START ENTRIES PROVIDED
PR #824, opened 2025-09-23
feat: Propagate the uprobe link into sample type

simonswine:
With #651 it is possible to attach uprobes, but their results are currently merged together. This PR introduces the use of cookies (available from kernel 5.15+) to keep track of the links that lead to the events being generated.

It now uses the symbol part of the uprobe link and propages it into the sample type. That is something that we currently don't do well enough.

So let's look at this example:

```
--uprobe-link /nix/store/r7pnxs3cfl3qxwacj38iakpm5v1ch6lz-glibc-2.40-66/lib/libc.so.6:malloc --uprobe-link /nix/store/r7pnxs3cfl3qxwacj38iakpm5v1ch6lz-glibc-2.40-66/lib/libc.so.6:open --uprobe-link /proc/4501/root/usr/lib/aarch64-linux-gnu/libc.so.6:open --uprobe-link /proc/4501/root/usr/lib/aarch64-linux-gnu/libc.so.6:malloc
```

There would be resulting two sample types

- `uprobe_malloc_events:count`
- `uprobe_open_events:count`


support/ebpf/uprobe.ebpf.c
```diff
@@ -6,6 +6,7 @@
 SEC("uprobe/generic")
 int uprobe__generic(void *ctx)
 {
+  u64 cookie   = bpf_get_attach_cookie(ctx);
```
florianl, line 9: The minimal supported version is currently 5.4 - see https://github.com/open-telemetry/opentelemetry-ebpf-profiler?tab=readme-ov-file#supported-linux-kernel-version.
This bpf helper function is not available with this kernel version.

florianl: CI will fail, once https://github.com/open-telemetry/opentelemetry-ebpf-profiler/pull/826 is merged and this change is rebased.

simonswine: Not super experienced with the bpf tooling, but is should be possible to either target uprobes only for kernels 5.15+ or have a program each with/without cookie helper?

florianl: so far, the complexity is avoided to differentiate such cases. a work around could be to define a global variable, that is loaded at load time of the eBPF program and sets the value to differentiate different attach points.

support/ebpf/uprobe.ebpf.c
```diff
@@ -16,5 +17,5 @@ int uprobe__generic(void *ctx)
 
   u64 ts = bpf_ktime_get_ns();
 
-  return collect_trace(ctx, TRACE_UPROBE, pid, tid, ts, 0);
+  return collect_trace(ctx, TRACE_UPROBE, pid, tid, ts, cookie);
```
simonswine, line 20: If this goes ahead I would say we need to rename `off_cpu_time` to `off_cpu_time_or_cookie` or add an extra parameter.

reporter/internal/pdata/generate.go
```diff
@@ -147,11 +157,15 @@ func (p *Pdata) setProfile(
 		st.SetTypeStrindex(stringSet.Add("events"))
 		st.SetUnitStrindex(stringSet.Add("nanoseconds"))
 	case support.TraceOriginUProbe:
-		st.SetTypeStrindex(stringSet.Add("events"))
+		if origin.ProbeLinkName != "" {
+			st.SetTypeStrindex(stringSet.Add(fmt.Sprintf("uprobe_%s_events", origin.ProbeLinkName)))
+		} else {
+			st.SetTypeStrindex(stringSet.Add("uprobe_events"))
+		}
```
simonswine, line 164: The `TypeStr` across the Origins are not consistent right now, I think we lack to follow the spec here:

https://github.com/open-telemetry/opentelemetry-proto/blob/0d02f212598f3ec1dda35274e87f59351f619058/opentelemetry/proto/profiles/v1development/profiles.proto#L267-L271

This feels closer to the spec.

support/ebpf/uprobe.ebpf.c
florianl: To follow along this thought: What is the expected field in the OTel Profiling signal to communicate this?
END ENTRIES PROVIDED
The number of lines in the data that hold "spec" must be the entire answer.

2